WHAT IS BEING ASKED ::
Up to and including the line that contains "-provided these images", write out each line of the material from its first line, exactly.

'''

PR #392, opened 2021-11-05
Recommend version matching

dcroote:
I think it is beneficial to strengthen the language with 'recommend' and state that the minor version and latest strategies are for convenience

### DIFF
--- a/docs/airnode/v0.2/grp-providers/docker/README.md
+++ b/docs/airnode/v0.2/grp-providers/docker/README.md
@@ -25,18 +25,18 @@ system.
 ## DockerHub
 
 Both the Airnode client image and deployer image are available on DockerHub. It
-is not required to download these manually. When you run the Docker commands
-provided these images will be downloaded to Docker automatically.
+is not required to download these manually because they are pulled automatically
+when running the provided Docker commands.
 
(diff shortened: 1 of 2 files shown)


wkande:
@dcroote As it turns out Burak has removed the deployer and client image version `0.2`. I had already started to change the page for Docker (while you where making edits it seems) to use a Vue component which will make it easier to update the version history in a single place. Hopefully there will be a list somewhere in the Airnode repo one day to sync with.

So the changes that you made will not merge. I tried to be conscious of what you wrote but maybe you can check it [here](https://github.com/api3dao/api3-docs/blob/main/docs/.vuepress/components/DockerImageVersions.vue). 

Also I wrote a component on how to delete an AWS based Airnode manually. It is a Vue component as well and it has a pick list for the AWS region in it. In the [docs](https://docs.api3.org/airnode/v0.2/grp-providers/docker/deployer-image.html#manual-removal) and here in the [code](https://github.com/api3dao/api3-docs/blob/main/docs/.vuepress/components/DeleteAirnodeAws.vue). If you have the time give it a read.

dcroote:
@wkande Sounds good, what you wrote captures what I was also thinking 👍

'''

EXPECTED OUTPUT ::
PR #392, opened 2021-11-05
Recommend version matching

dcroote:
I think it is beneficial to strengthen the language with 'recommend' and state that the minor version and latest strategies are for convenience

### DIFF
--- a/docs/airnode/v0.2/grp-providers/docker/README.md
+++ b/docs/airnode/v0.2/grp-providers/docker/README.md
@@ -25,18 +25,18 @@ system.
 ## DockerHub
 
 Both the Airnode client image and deployer image are available on DockerHub. It
-is not required to download these manually. When you run the Docker commands
-provided these images will be downloaded to Docker automatically.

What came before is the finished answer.